PR #4955, opened 2026-07-08
Order workflows alphabetically in credential revoke dialog

### LINKED ISSUE #4954: Workflow list in credential revoke dialog has nondeterministic order
## What's broken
————
* Exercise:
The answer should consist of the full listing, repeated exactly.

* Answer space:
PR #4955, opened 2026-07-08
Order workflows alphabetically in credential revoke dialog

### LINKED ISSUE #4954: Workflow list in credential revoke dialog has nondeterministic order
## What's broken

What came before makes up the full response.